Using the property of negative integer exponents, we can convert the expression to positive exponents as follows:
3^-17/8^-14
= (1/3^17) / (1/8^14)
= (8^14) / (3^17)
Thus, the expression with positive exponents only is 8^14/3^17.
3^-17/8^-14
= (1/3^17) / (1/8^14)
= (8^14) / (3^17)
Thus, the expression with positive exponents only is 8^14/3^17.

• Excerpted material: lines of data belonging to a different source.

PR #1562, opened 2016-05-26
Fix deprecation notices in http2 servers

nickbabcock:
The latest bump in jetty [deprecated some functions](https://github.com/eclipse/jetty.project/blob/c99c02e2f59cc4c65cc9b893710e48eeeb3bef0b/jetty-http2/http2-server/src/main/java/org/eclipse/jetty/http2/server/AbstractHTTP2ServerConnectionFactory.java#L109-L117)


joschi:
@nickbabcock @jplock Shouldn't we rename the corresponding configuration setting (https://github.com/nickbabcock/dropwizard/blob/bbdd2fa3a4265b88096ab6f85bcfb1df7fc037a3/dropwizard-http2/src/main/java/io/dropwizard/http2/Http2CConnectorFactory.java#L59-L61) too in this case?

nickbabcock:
Good catch. Yes it should change. If you want, go ahead and make the change, else I can have a PR in an hour.

PR #1565, opened 2016-05-27
General Code Improvements

nickbabcock:
Using Intellij automated tools refactored some of the code. No behavior was changed (ie, no streams)

- Replace tabs with spaces
- Remove redundant type operations
- Prefer `Optional.empty` to `Optional.ofNullable(null)`
- Prefer try-with-resources
- Prefer lambdas to anonymous classes
- Simplify if conditionals
- Optimize imports


joschi:
The build on Travis CI fails with (https://travis-ci.org/dropwizard/dropwizard/builds/133273498#L4421-L4423):
> ```
[ERROR] /home/travis/build/dropwizard/dropwizard/dropwizard-views/src/main/java/io/dropwizard/views/ViewBundle.java:[112,48] incompatible types: inferred type does not conform to upper bound(s)
[ERROR] inferred: java.util.Map<? extends java.lang.Object,? extends java.lang.Object>
[ERROR] upper bound(s): java.util.Map<java.lang.String,java.lang.String>,java.lang.Object
```

Additionally, the `*WhenPresentButNull` tests in `GuavaOptionalValidatedValueUnwrapperTest` and `OptionalValidatedValueUnwrapperTest` are now identical to the `*WhenAbsent`/`*WhenEmpty` tests and should be removed (they were testing `Optional` to do the right thing with `null` values instead of the value unwrapper anyway).

nickbabcock:
Very bizarre that the build fails on Travis, it passes on my machine. May have to do with the jdk version (I'm using jdk1.8.0_66). If it fails again on Travis I'll remove the trouble commits

nickbabcock:
Yeah looks the old version of the JDK on travis is giving some headaches:

https://github.com/travis-ci/travis-ci/issues/3259
https://github.com/travis-ci/travis-ci/issues/4042

jplock:
This workaround may help https://github.com/openzipkin/brave/commit/0efe6cc5327fe8e5441b898e15d0731463ed6f12

joschi:
@nickbabcock I wouldn't invest too much time into making a more recent JDK usable in Travis CI and revert the offending commit instead.

joschi:
LGTM. 👍

Issue #1563, opened 2016-05-26
Enhancement to Lifecycle Setup Classes


isaki-x:
Greetings,

I noticed that the executor service factories provided in LifecycleEnvironment do not allow you to specify a ThreadFactory directory; instead you must invoke "threadFactory" on the returned builder object. However, the builder creates a default thread factory in its constructor which is waste of time and resources if the code has a ThreadFactory implementation it wants to use instead of your defaults.

I've forked your codebase and created the simplest patch possible to create the functionality I am asking for (which is to specify the thread factory up front to save startup time). This simply adds a constructor the executor builders that allows specifying a ThreadFactory (the existing constructors invoke these new constructors) and exposes this via two new factory methods in LifecycleEnvironment.

Ideally, the thread factory should only be created on the invocation of "build" but this requires a bit of work and may change the behavior for existing users who reuse builders. As such, I opted for the light touch approach specified above.

- isaki-x

joschi:
Closed in #1570.

PR #1570, opened 2016-05-28
Enhancements to lifecycle-setup classes.

isaki-x:
- Added constructors for executor service builders to allow specifying a
thread factory so that a thread factory is not built only to be thrown
away by a later call to the method to set the thread factory; the
ability to override the thread factory has not been removed for backward
compatibility.
- Exposed factory methods that create the builders based on already
existing thread factories, thus invoking the new constructors created in
the above comment.
- Issue #1563


isaki-x:
#1563

nickbabcock:
Looks like Travis is not happy with this PR.

isaki-x:
Oddly enough Eclipse happily builds the original pull request and passes all the unit tests (I just double checked to make sure I hadn't overlooked an error). Regardless, I have pushed a fix.

nickbabcock:
In the linked issue, it's mentioned that the current method:

> is [a] waste of time and resources

Can this be substantiated in any way. I realize that objectively it can be excessive but I'm not sure how tangible this benefit will be. This is more for my curiosity than anything

joschi:
LGTM. :+1:

PR #1571, opened 2016-05-29
Enable lazy-loading of ConfigOverride values via Supplier

### LINKED ISSUE #1532: Allow lazy loading of ConfigOverride values.
This code below is a current workaround the fact that values must be known ahead of time. We are running into an issue where we want to have port numbers be provided dynamically, but they won't be known ahead of time.

```
    static ConfigOverride dynamicConfig(String name, Supplier<String> valueSupplier) {
        ConfigOverride override = Mockito.mock(ConfigOverride.class);

        Mockito.doAnswer((inv)-> {
            ConfigOverride.config(name, valueSupplier.get()).addToSystemProperties();
            return null;
        }).when(override).addToSystemProperties();

        Mockito.doAnswer((inv)-> {
            ConfigOverride.config(name, valueSupplier.get()).removeFromSystemProperties();
            return null;
        }).when(override).removeFromSystemProperties();

        return override;
    }
```

We could easily change the current implementation of ConfigOverride to allow a Supplier instead of a value to work around this specific issue.

It seems like the ConfigOverride implementation isn't really great in terms of changing global system properties rather than having better scoping.

choliver:
Resolves #1532

### DIFF
--- a/dropwizard-testing/src/main/java/io/dropwizard/testing/ConfigOverride.java
+++ b/dropwizard-testing/src/main/java/io/dropwizard/testing/ConfigOverride.java
@@ -1,7 +1,6 @@
 package io.dropwizard.testing;
 
-import com.google.common.base.Supplier;
-import com.google.common.base.Suppliers;
+import java.util.function.Supplier;
 
 public class ConfigOverride {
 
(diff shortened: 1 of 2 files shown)


nickbabcock:
Can you switch the implementation to Java 8's supplier? We're trying to be Java 8 first :smile:

nickbabcock:
Looks good to me :+1:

Starting with the expression 3^-17/8^-14, we can rewrite it as:
1 / (3^17 × 1/8^14)
Now, to get rid of the negative exponents, we can move the base to the opposite side of the fraction and change the sign of the exponent to positive:
8^14 / 3^17
Therefore, an expression equivalent to 3^-17/8^-14 with positive exponents only is 8^14 / 3^17.
𝑎^−𝑛 = 1 / 𝑎^𝑛
Let's start by expressing the given expression with positive exponents using this rule:
3^(-17) / 8^(-14)
Since 3 is the base of the first term, and 8 is the base of the second term, we can rewrite the expression as:
(1 / 3^17) / (1 / 8^14)
Now, let's simplify further by applying the division rule:
1 / 3^17 * 8^14
According to the rule of multiplication of exponents, we can rewrite this expression as:
8^14 / 3^17
Therefore, the expression equivalent to 3^(-17) / 8^(-14) with positive exponents only is 8^14 / 3^17.